### YOUR ASSIGNMENT
Using the records below, give the number of lines where the string "opposed" shows up. Add nothing to it.

SOURCE RECORDS START

Issue #1184, opened 2019-10-30
SQLite exception sending crashes in UWP


asierpn:
### **Description**

I've enabled the Crashes SDK in our UWP project, our tests in debug and release with sideloading were succesfull, but after publishing a new version in Windows Store we have started to see this exception in HockeyApp:

> Date/Time:       2019-10-29T19:59:23.1704098Z
> OS Version:      Windows 10.0.18362.418
> Report Version:  104

> Exception Type:  System.AggregateException
> Crashed Thread:  13

> Application Specific Information:
> A Task's exception(s) were not observed either by Waiting on the Task or accessing its Exception property. As a result, the unobserved exception was rethrown by the finalizer thread. (Corrupt)

Here is the stack trace of the exception
[stacktrace.txt](https://github.com/microsoft/appcenter-sdk-dotnet/files/3787247/stacktrace.txt)

The TrackEvent API of the Analytics SDK is working fine.

### **Repro Steps**

1. Enable App Center Crashes and Analytics in UWP project
2. Call Crashes.TrackError passing a handled exception and some additional properties
3. Publish in Microsoft Store and execute this version

annakocheshkova:
Hi there, thank you for the report! Do you have any information about the specific types of devices this issue happens on or any environment info?

asierpn:
We are publishing a new version in Microsoft Store with an option to manually force an exception to try to reproduce the issue.

At this moment this has happened only to one user yesterday using an HP ProDesk 400 G3 from Windows 10.0.18362.418, the SDK version is 1.5.0. The UWP project targets 18362 with minimum version 17763. The AppCenter nuget package is installed in a UWP class library project.

There is 58 crash logs of the same issue and same user with 5 minutes of difference between them.

annakocheshkova:
Am I correct is this 1.5.0 (not 2.5.0)? Any particular reason you are not updating to the newer versions?

asierpn:
Oops, sorry for the mistake, it's version 2.5.0

asierpn:
We have tried to reproduce the issue on other computers and it seems that the issue is only happening on a concrete computer, I've physical access to this computer as it is an internal computer, is there any check we can do on its file system to determine the cause of this exception?

guperrot:
Do you have a dependency on SQLite? If yes what package are you using with what version? It might be a conflict with the one we depend on from the SDK.

guperrot:
[...]

PR #1214, opened 2019-11-14
Delete corrupted database file

guperrot:

## Description

Delete corrupted databases and create a new one.

## Related PRs or issues

#1184 part 2
[AB#71860](https://msmobilecenter.visualstudio.com/454a20a9-dfe6-4c1f-8ae8-417f76adb472/_workitems/edit/71860)

## Misc

The DB deletion does not work yet. To investigate.

### DIFF
--- a/CHANGELOG.md
+++ b/CHANGELOG.md
@@ -7,6 +7,8 @@
 #### UWP/WPF/WinForms
 
 * **[Fix]** Fix an issue where internal SDK exceptions would sometimes be "unobserved" and would cause undefined behavior.
+* **[Fix]** Fix deleting the database file and opening a new one whenever corruption is detected.
+
 ___
 
 ## Version 2.6.1
--- a/CHANGELOG.md
+++ b/CHANGELOG.md
@@ -7,7 +7,7 @@
 #### UWP/WPF/WinForms
 
 * **[Fix]** Fix an issue where internal SDK exceptions would sometimes be "unobserved" and would cause undefined behavior.
-* **[Fix]** Fix deleting the database file and opening a new one whenever corruption is detected.
+* **[Fix]** The SDK now detects the SQLite database is corrupted and deletes it and creates a new one to start over.
 
 ___
 
--- a/SDK/AppCenter/Microsoft.AppCenter.Windows.Shared/Storage/Storage.cs
+++ b/SDK/AppCenter/Microsoft.AppCenter.Windows.Shared/Storage/Storage.cs
@@ -383,11 +383,11 @@ namespace Microsoft.AppCenter.Storage
             // that it's not always originated by a proper SQLiteException (which would then be converted to StorageException in StorageAdapter).
             // If it was always the right type then the exception would not have been unobserved in that application before we changed the re-throw logic here.
             // But the message is definitely "Corrupt" and thus unfortunately that is the only check we seem to be able to do as opposed to type/property checking.
-            if (e.Message == "Corrupt")
+            if (e.Message == "Corrupt" || e.InnerException?.Message == "Corrupt")
             {
                 AppCenterLog.Error(AppCenterLog.LogTag, "Database corruption detected, deleting the file and starting fresh...", e);
                 await _storageAdapter.DeleteDatabaseFileAsync();
-                //await InitializeDatabaseAsync();
+                await InitializeDatabaseAsync();
             }
 
             // Return exception to re-throw.
--- a/SDK/AppCenter/Microsoft.AppCenter.Windows.Shared/Storage/Storage.cs
+++ b/SDK/AppCenter/Microsoft.AppCenter.Windows.Shared/Storage/Storage.cs
@@ -391,14 +391,16 @@ namespace Microsoft.AppCenter.Storage
             }
 
             // Return exception to re-throw.
-            if (!(e is StorageException))
+            if (e is StorageException)
             {
-                // Tasks should already be throwing only storage exceptions, but in case any are missed, 
-                // which has happened (the Corrupt exception mentioned previously), catch them here and wrap in a storage exception. This will prevent 
-                // the exception from being unobserved.
-                return new StorageException(e);
+                // This is the expected case, storage adapter already wraps exception as StorageException, so return as is.
+                return e;
             }
-            return e;
+
+            // Tasks should already be throwing only storage exceptions, but in case any are missed, 
+            // which has happened (the Corrupt exception mentioned previously), catch them here and wrap in a storage exception. This will prevent 
+            // the exception from being unobserved.
+            return new StorageException(e);
         }
 
         private void AddTaskToQueue(Task task)
--- a/SDK/AppCenter/Microsoft.AppCenter.Windows.Shared/Storage/Storage.cs
+++ b/SDK/AppCenter/Microsoft.AppCenter.Windows.Shared/Storage/Storage.cs
@@ -386,8 +386,8 @@ namespace Microsoft.AppCenter.Storage
             if (e.Message == "Corrupt" || e.InnerException?.Message == "Corrupt")
             {
                 AppCenterLog.Error(AppCenterLog.LogTag, "Database corruption detected, deleting the file and starting fresh...", e);
-                await _storageAdapter.DeleteDatabaseFileAsync();
-                await InitializeDatabaseAsync();
+                await _storageAdapter.DeleteDatabaseFileAsync().ConfigureAwait(false);
+                await InitializeDatabaseAsync().ConfigureAwait(false);
             }
 
             // Return exception to re-throw.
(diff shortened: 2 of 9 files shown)


SDK/AppCenter/Microsoft.AppCenter.Windows.Shared/Storage/Storage.cs
```diff
@@ -349,12 +349,10 @@ private Task AddTaskToQueue(Action action)
...
                     action();
                 }
-                catch (Exception e) when (!(e is StorageException))
+                catch (Exception e)
                 {
-                    // Tasks should already be throwing only storage exceptions, but in case any are missed, 
-                    // which has happened, catch them here and wrap in a storage exception. This will prevent 
-                    // the exception from being unobserved.
-                    throw new StorageException(e);
+                    // If we use await on a task that returns an exception, it makes the app crash, however, using the awaiter works...
```
MatkovIvan: Is it documented behavior?

SDK/AppCenter/Microsoft.AppCenter.Windows.Shared/Storage/Storage.cs
```diff
@@ -369,18 +367,40 @@ private Task<T> AddTaskToQueue<T>(Func<T> action)
...
             return task;
         }
 
+        private async Task<Exception> HandleStorageRelatedExceptionAsync(Exception e)
+        {
+            // Check if database is corrupted, we have evidence (https://github.com/microsoft/appcenter-sdk-dotnet/issues/1184)
+            // that it's not always originated by a proper SQLiteException (which would then be converted to StorageException in StorageAdapter).
+            // If it was always the right type then the exception would not have been unobserved in that application before we changed the re-throw logic here.
+            // But the message is definitely "Corrupt" and thus unfortunately that is the only check we seem to be able to do as opposed to type/property checking.
+            if (e.Message == "Corrupt")
```
MatkovIvan: Do we sure that case-sensitive comparison is enough? Maybe we should use "contains"?

SDK/AppCenter/Microsoft.AppCenter.Windows.Shared/Storage/Storage.cs
```diff
@@ -369,18 +367,40 @@ private Task<T> AddTaskToQueue<T>(Func<T> action)
...
+            {
+                AppCenterLog.Error(AppCenterLog.LogTag, "Database corruption detected, deleting the file and starting fresh...", e);
+                await _storageAdapter.DeleteDatabaseFileAsync();
+                await InitializeDatabaseAsync();
+            }
+
+            // Return exception to re-throw.
+            if (!(e is StorageException))
```
MatkovIvan: Tried to find how to simplify it (drop `()`) and found [this](https://stackoverflow.com/questions/529944/check-if-object-is-not-of-type-equivalent-for-is-c-sharp#comment67093273_529959)
Interesting variant, not sure what's better. 
BTW Kotlin has [a nice construction for this case](https://kotlinlang.org/docs/reference/typecasts.html#is-and-is-operators) - `!is`

```suggestion
            if (false == e is StorageException)
```

SDK/AppCenter/Microsoft.AppCenter.Windows.Shared/Utils/Files/File.cs
```diff
@@ -20,6 +20,11 @@ public File()
         {
         }
 
+        public File(string filePath)
```
MatkovIvan:
```suggestion
        public File(string filePath) : this(new FileInfo(filePath))
```

SDK/AppCenter/Microsoft.AppCenter.Windows.Shared/Utils/Files/File.cs
```diff
@@ -20,6 +20,11 @@ public File()
...
+        {
+            _underlyingFileInfo = new FileInfo(filePath);
```
MatkovIvan:
```suggestion
```

SDK/AppCenter/Microsoft.AppCenter.Windows.Shared/Storage/Storage.cs
guperrot: I don't see this as an improvement.

SDK/AppCenter/Microsoft.AppCenter.Windows.Shared/Storage/Storage.cs
guperrot: Right now all occurrences I found while searching for this is this specific casing.
Now the check needs to be improved as it could be a legit inner SQLiteException, so need to check inner on 1 level as well.

SDK/AppCenter/Microsoft.AppCenter.Windows.Shared/Storage/Storage.cs
guperrot: What I meant by that is, change this line by `throw await HandleStorageRelatedExceptionAsync(e)` and that will crash the app instead of rethrowing.

I don't know why. But anyway the throw await does not compile on the Func variant.

SDK/AppCenter/Microsoft.AppCenter.Windows.Shared/Storage/Storage.cs
guperrot: Reversing logic sounds better, will push that instead.

SDK/AppCenter/Microsoft.AppCenter.Windows.Shared/Storage/Storage.cs
guperrot: Capture

For the func variant.

guperrot: In the action variant, it crashed instead of being caught:

```
"exception": {
    "type": "Microsoft.AppCenter.Storage.StorageException",
    "message": "The storage operation failed",
    "stackTrace": "   at Microsoft.AppCenter.Storage.Storage.<>c__DisplayClass24_0.<<AddTaskToQueue>b__0>d.MoveNext()\r\n   at Windows.ApplicationModel.Core.UnhandledError.Propagate()\r\n   at Microsoft.AppCenter.Utils.ApplicationLifecycleHelper.<.ctor>b__17_1(Object sender, UnhandledErrorDetectedEventArgs eventArgs)",
    "innerExceptions": [
      {
        "type": "System.Exception",
        "message": "test",
        "stackTrace": "   at Microsoft.AppCenter.Storage.Storage.<>c__DisplayClass24_0.<<AddTaskToQueue>b__0>d.MoveNext()"
      }
    ]
  },
```

guperrot:
a23aac4 tested on uwp/winforms/wpf in app (with fake exceptions).

SDK/AppCenter/Microsoft.AppCenter.Windows.Shared/Storage/Storage.cs
achocron: Did you try `throw (await HandleStorageRelatedExceptionAsync(e))`? Sometimes compound statements with `await` require parentheses

guperrot: I tried, and it offers to remove parentheses, does not change.

SDK/AppCenter/Microsoft.AppCenter.Windows.Shared/Storage/StorageAdapter.cs
```diff
@@ -1,13 +1,14 @@
 // Copyright (c) Microsoft Corporation. All rights reserved.
 // Licensed under the MIT License.
 
+using Microsoft.AppCenter.Utils;
```
michaelsmitha: I thought System* was first in sort order

CHANGELOG.md
```diff
@@ -7,6 +7,8 @@
 #### UWP/WPF/WinForms
 
 * **[Fix]** Fix an issue where internal SDK exceptions would sometimes be "unobserved" and would cause undefined behavior.
+* **[Fix]** Fix deleting the database file and opening a new one whenever corruption is detected.
```
michaelsmitha: the `Fix` above this line states what is being fixed, but this line says `Fix`, then describes what the fix is - but it reads like the deleting and opening a new one is the bug being fixed.

SDK/AppCenter/Microsoft.AppCenter.Windows.Shared/Storage/StorageAdapter.cs
guperrot: We use the default settings of Visual Studio now to be more friendly to external contributors.

CHANGELOG.md
guperrot: I'll try a different wording.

SOURCE RECORDS END

### EXERCISE RESULT
2